* _Dataset excerpts_

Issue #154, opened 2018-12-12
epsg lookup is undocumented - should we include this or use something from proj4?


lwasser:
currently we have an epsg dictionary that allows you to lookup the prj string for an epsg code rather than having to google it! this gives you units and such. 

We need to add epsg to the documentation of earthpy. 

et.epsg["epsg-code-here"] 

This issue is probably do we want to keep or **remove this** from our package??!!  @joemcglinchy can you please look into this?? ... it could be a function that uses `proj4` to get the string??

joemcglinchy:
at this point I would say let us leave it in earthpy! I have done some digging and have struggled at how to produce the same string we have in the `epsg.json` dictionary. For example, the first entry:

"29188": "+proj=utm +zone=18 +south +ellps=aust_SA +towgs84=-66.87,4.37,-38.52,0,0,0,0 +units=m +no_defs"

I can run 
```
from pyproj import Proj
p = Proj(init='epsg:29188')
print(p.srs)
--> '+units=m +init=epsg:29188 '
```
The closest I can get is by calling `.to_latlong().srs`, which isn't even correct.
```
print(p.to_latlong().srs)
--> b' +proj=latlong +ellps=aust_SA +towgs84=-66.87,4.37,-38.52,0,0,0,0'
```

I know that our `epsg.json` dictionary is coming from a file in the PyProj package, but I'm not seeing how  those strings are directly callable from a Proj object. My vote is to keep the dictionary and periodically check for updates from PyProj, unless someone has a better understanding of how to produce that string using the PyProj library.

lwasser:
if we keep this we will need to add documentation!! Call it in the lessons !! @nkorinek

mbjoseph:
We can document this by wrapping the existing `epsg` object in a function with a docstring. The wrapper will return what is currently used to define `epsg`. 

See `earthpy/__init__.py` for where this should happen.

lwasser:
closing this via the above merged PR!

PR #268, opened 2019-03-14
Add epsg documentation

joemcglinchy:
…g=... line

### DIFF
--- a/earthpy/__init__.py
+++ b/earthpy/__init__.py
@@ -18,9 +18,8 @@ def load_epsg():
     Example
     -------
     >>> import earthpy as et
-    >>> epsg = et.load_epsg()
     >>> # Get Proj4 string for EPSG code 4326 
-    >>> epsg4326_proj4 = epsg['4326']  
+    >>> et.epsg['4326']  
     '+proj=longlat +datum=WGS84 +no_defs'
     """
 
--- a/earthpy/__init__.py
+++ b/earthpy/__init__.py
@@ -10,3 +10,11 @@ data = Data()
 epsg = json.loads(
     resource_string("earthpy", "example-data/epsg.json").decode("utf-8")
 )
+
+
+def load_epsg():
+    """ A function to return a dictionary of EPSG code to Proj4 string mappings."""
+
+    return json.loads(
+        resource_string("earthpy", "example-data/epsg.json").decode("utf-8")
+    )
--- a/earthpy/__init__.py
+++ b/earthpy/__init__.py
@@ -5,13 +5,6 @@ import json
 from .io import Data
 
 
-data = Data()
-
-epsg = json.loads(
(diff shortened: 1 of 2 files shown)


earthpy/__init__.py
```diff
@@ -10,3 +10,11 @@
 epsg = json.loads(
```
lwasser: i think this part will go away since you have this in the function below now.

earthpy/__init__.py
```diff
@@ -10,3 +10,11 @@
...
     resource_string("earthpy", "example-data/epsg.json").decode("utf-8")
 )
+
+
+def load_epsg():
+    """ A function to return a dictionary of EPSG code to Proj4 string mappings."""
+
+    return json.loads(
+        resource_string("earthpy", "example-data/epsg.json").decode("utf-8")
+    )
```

* _Task description_
Copy out every line from the data above in which the word "opened" occurs.

* _Response box_
Issue #154, opened 2018-12-12
PR #268, opened 2019-03-14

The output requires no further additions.